§ **Task directions**
The response must consist of every record, restated word for word.

┌──

PR #4680, opened 2023-09-18
Merge create plot commands

julieg18:
* combine "Add Custom Plot" and "Add Plot" command into one. This adds an explanation for the "file selector" that appears when you add a top-level plot and simplifies some logic. 

## Demo

~https://github.com/iterative/vscode-dvc/assets/43496356/62dad7cc-df0d-4051-a79e-981fe02f68fe~

~https://github.com/iterative/vscode-dvc/assets/43496356/5e50305c-c30a-4406-a27f-5c5af7e6f922~

https://github.com/iterative/vscode-dvc/assets/43496356/086406e2-9c29-4517-a0a6-3d3667fd42e4

image

image

image

## To Do

- [x] Rename "top-level" to "Data Series" 

Part of #4654


extension/src/commands/util.ts
julieg18, line 1: Is there a better place for these two commands that are registered in `extension.ts`? I couldn't think of a place that didn't feel confusing 🤔

webview/src/plots/components/ribbon/Ribbon.tsx
```diff
@@ -75,6 +76,14 @@ export const Ribbon: React.FC = () => {
           text={`${revisions.length} of ${MAX_NB_EXP}`}
         />
       </li>
+      <li className={styles.buttonWrapper}>
```
julieg18, line 79: Example with primary colors:

Screenshot 2023-09-18 at 9 44 19 AM

webview/src/plots/util/messages.ts
```diff
@@ -3,16 +3,15 @@ import { PlotsSection } from 'dvc/src/plots/webview/contract'
...
 
-export const addCustomPlot = () =>
+export const addPlot = () =>
   sendMessage({
-    type: MessageFromWebviewType.ADD_CUSTOM_PLOT
+    type: MessageFromWebviewType.ADD_PLOT
   })
 
-export const addPipelinePlot = () => {
+export const addCustomPlot = () =>
```
julieg18, line 11: I chose to keep the add plot button in the custom section since we still have the trash icon there, so I thought it made sense to have the add button next to it. 

image

But we can remove it if preferred.

webview/src/plots/components/ribbon/Ribbon.tsx
mattseddon: As per the [guidelines](https://github.com/microsoft/vscode-webview-ui-toolkit/blob/main/src/button/README.md#best-practices) there should only be one primary button. I think Having `Add Plot` as the primary button now makes more sense than the revision selector but up to you.

webview/src/plots/util/messages.ts
mattseddon: If you think the UX is better then it is ok to leave and we can even keep the add plot button above the `Data Series` section but do keep in mind that we will to maintain this code. Any code that runs can eventually cause bugs.

extension/src/commands/util.ts
```diff
@@ -18,3 +20,40 @@ export const showSetupOrExecuteCommand =
...
+  const result: PLOT_TYPE | undefined = await quickPickValue(
+    [
+      {
+        description: 'Create a dvc.yaml plot based off a chosen data file',
+        label: 'Top-Level',
+        value: PLOT_TYPE.TOP_LEVEL
+      },
+      {
+        description:
+          'Create an extension-only plot based off a chosen metric and param',
```
mattseddon, line 39: [C] `Create an extension-only plot by selecting one metric and one param from the experiments table`

extension/src/commands/util.ts
```diff
@@ -18,3 +20,40 @@ export const showSetupOrExecuteCommand =
...
+const enum PLOT_TYPE {
+  CUSTOM = 'custom',
+  TOP_LEVEL = 'top-level'
+}
+
+export const addPlotCommand = async (context: Context) => {
+  const result: PLOT_TYPE | undefined = await quickPickValue(
+    [
+      {
+        description: 'Create a dvc.yaml plot based off a chosen data file',
```
mattseddon, line 33: [C] `Create a top-level plot definition by selecting data from a file`

extension/src/commands/util.ts
mattseddon: Both of these are suggestions and can be dismissed/improved. What I am trying to do is standardise on simple terminology that helps users to connect the dots between concepts.

mattseddon: [C] I think we need to revisit the `Custom` name now (not in this PR but we should discuss/consider updating).

extension/src/commands/util.ts
```diff
@@ -18,3 +20,40 @@ export const showSetupOrExecuteCommand =
...
     return callback(context)
   }
+
+const enum PLOT_TYPE {
+  CUSTOM = 'custom',
+  TOP_LEVEL = 'top-level'
+}
+
+export const addPlotCommand = async (context: Context) => {
+  const result: PLOT_TYPE | undefined = await quickPickValue(
```
mattseddon, line 30: [N] usually named `response`

extension/src/commands/util.ts
```diff
@@ -18,3 +20,40 @@ export const showSetupOrExecuteCommand =
 
     return callback(context)
   }
+
+const enum PLOT_TYPE {
+  CUSTOM = 'custom',
+  TOP_LEVEL = 'top-level'
+}
+
+export const addPlotCommand = async (context: Context) => {
```
mattseddon, line 29: [I] These should go in a new `plots/quickPick` file. Can you also please check to see if we will get two analytics events each time this is called (I don't think we want that).

extension/src/extension.ts
```diff
@@ -193,6 +193,10 @@ class Extension extends Disposable {
     )
     registerPipelineCommands(this.pipelines, this.internalCommands)
     registerPlotsCommands(this.plots, this.internalCommands, this.setup)
+    this.internalCommands.registerExternalCommand(
```
mattseddon, line 196: [I] Plots commands should be registered in `extension/src/plots/commands/register.ts`.

mattseddon (approved):

extension/src/commands/util.ts
julieg18: > Can you also please check to see if we will get two analytics events each time this is called (I don't think we want that).

Oh, I think we would get two since `addPlot` fires one and then "add custom"/"add pipeline" would fire another. We could remove the "add custom" and "add pipeline" commands and add a `type` argument to the "add plot" command 🤔

julieg18:
Resolved comments and re-requesting reviews since quite a bit of the solution has been updated! cc @mattseddon

webview/src/plots/util/messages.ts
mattseddon: Are we still keeping this?

mattseddon (approved):

webview/src/plots/util/messages.ts
julieg18: I thought we agreed to keep it for now, but it wouldn't be the first time I misunderstood what was said in a meeting 😊. I'll go ahead and take off the `+` button. The `addCustomPlot` util would stay since we use it in the error screen.

julieg18: Actually, after testing it, we should keep it for now until we add a button to our "No Plots Added" screen.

└──

§ **Answer to this task**
PR #4680, opened 2023-09-18
Merge create plot commands

julieg18:
* combine "Add Custom Plot" and "Add Plot" command into one. This adds an explanation for the "file selector" that appears when you add a top-level plot and simplifies some logic. 

## Demo

~https://github.com/iterative/vscode-dvc/assets/43496356/62dad7cc-df0d-4051-a79e-981fe02f68fe~

~https://github.com/iterative/vscode-dvc/assets/43496356/5e50305c-c30a-4406-a27f-5c5af7e6f922~

https://github.com/iterative/vscode-dvc/assets/43496356/086406e2-9c29-4517-a0a6-3d3667fd42e4

image

image

image

## To Do

- [x] Rename "top-level" to "Data Series" 

Part of #4654


extension/src/commands/util.ts
julieg18, line 1: Is there a better place for these two commands that are registered in `extension.ts`? I couldn't think of a place that didn't feel confusing 🤔

webview/src/plots/components/ribbon/Ribbon.tsx
```diff
@@ -75,6 +76,14 @@ export const Ribbon: React.FC = () => {
           text={`${revisions.length} of ${MAX_NB_EXP}`}
         />
       </li>
+      <li className={styles.buttonWrapper}>
```
julieg18, line 79: Example with primary colors:

Screenshot 2023-09-18 at 9 44 19 AM

webview/src/plots/util/messages.ts
```diff
@@ -3,16 +3,15 @@ import { PlotsSection } from 'dvc/src/plots/webview/contract'
...
 
-export const addCustomPlot = () =>
+export const addPlot = () =>
   sendMessage({
-    type: MessageFromWebviewType.ADD_CUSTOM_PLOT
+    type: MessageFromWebviewType.ADD_PLOT
   })
 
-export const addPipelinePlot = () => {
+export const addCustomPlot = () =>
```
julieg18, line 11: I chose to keep the add plot button in the custom section since we still have the trash icon there, so I thought it made sense to have the add button next to it. 

image

But we can remove it if preferred.

webview/src/plots/components/ribbon/Ribbon.tsx
mattseddon: As per the [guidelines](https://github.com/microsoft/vscode-webview-ui-toolkit/blob/main/src/button/README.md#best-practices) there should only be one primary button. I think Having `Add Plot` as the primary button now makes more sense than the revision selector but up to you.

webview/src/plots/util/messages.ts
mattseddon: If you think the UX is better then it is ok to leave and we can even keep the add plot button above the `Data Series` section but do keep in mind that we will to maintain this code. Any code that runs can eventually cause bugs.

extension/src/commands/util.ts
```diff
@@ -18,3 +20,40 @@ export const showSetupOrExecuteCommand =
...
+  const result: PLOT_TYPE | undefined = await quickPickValue(
+    [
+      {
+        description: 'Create a dvc.yaml plot based off a chosen data file',
+        label: 'Top-Level',
+        value: PLOT_TYPE.TOP_LEVEL
+      },
+      {
+        description:
+          'Create an extension-only plot based off a chosen metric and param',
```
mattseddon, line 39: [C] `Create an extension-only plot by selecting one metric and one param from the experiments table`

extension/src/commands/util.ts
```diff
@@ -18,3 +20,40 @@ export const showSetupOrExecuteCommand =
...
+const enum PLOT_TYPE {
+  CUSTOM = 'custom',
+  TOP_LEVEL = 'top-level'
+}
+
+export const addPlotCommand = async (context: Context) => {
+  const result: PLOT_TYPE | undefined = await quickPickValue(
+    [
+      {
+        description: 'Create a dvc.yaml plot based off a chosen data file',
```
mattseddon, line 33: [C] `Create a top-level plot definition by selecting data from a file`

extension/src/commands/util.ts
mattseddon: Both of these are suggestions and can be dismissed/improved. What I am trying to do is standardise on simple terminology that helps users to connect the dots between concepts.

mattseddon: [C] I think we need to revisit the `Custom` name now (not in this PR but we should discuss/consider updating).

extension/src/commands/util.ts
```diff
@@ -18,3 +20,40 @@ export const showSetupOrExecuteCommand =
...
     return callback(context)
   }
+
+const enum PLOT_TYPE {
+  CUSTOM = 'custom',
+  TOP_LEVEL = 'top-level'
+}
+
+export const addPlotCommand = async (context: Context) => {
+  const result: PLOT_TYPE | undefined = await quickPickValue(
```
mattseddon, line 30: [N] usually named `response`

extension/src/commands/util.ts
```diff
@@ -18,3 +20,40 @@ export const showSetupOrExecuteCommand =
 
     return callback(context)
   }
+
+const enum PLOT_TYPE {
+  CUSTOM = 'custom',
+  TOP_LEVEL = 'top-level'
+}
+
+export const addPlotCommand = async (context: Context) => {
```
mattseddon, line 29: [I] These should go in a new `plots/quickPick` file. Can you also please check to see if we will get two analytics events each time this is called (I don't think we want that).

extension/src/extension.ts
```diff
@@ -193,6 +193,10 @@ class Extension extends Disposable {
     )
     registerPipelineCommands(this.pipelines, this.internalCommands)
     registerPlotsCommands(this.plots, this.internalCommands, this.setup)
+    this.internalCommands.registerExternalCommand(
```
mattseddon, line 196: [I] Plots commands should be registered in `extension/src/plots/commands/register.ts`.

mattseddon (approved):

extension/src/commands/util.ts
julieg18: > Can you also please check to see if we will get two analytics events each time this is called (I don't think we want that).

Oh, I think we would get two since `addPlot` fires one and then "add custom"/"add pipeline" would fire another. We could remove the "add custom" and "add pipeline" commands and add a `type` argument to the "add plot" command 🤔

julieg18:
Resolved comments and re-requesting reviews since quite a bit of the solution has been updated! cc @mattseddon

webview/src/plots/util/messages.ts
mattseddon: Are we still keeping this?

mattseddon (approved):

webview/src/plots/util/messages.ts
julieg18: I thought we agreed to keep it for now, but it wouldn't be the first time I misunderstood what was said in a meeting 😊. I'll go ahead and take off the `+` button. The `addCustomPlot` util would stay since we use it in the error screen.

julieg18: Actually, after testing it, we should keep it for now until we add a button to our "No Plots Added" screen.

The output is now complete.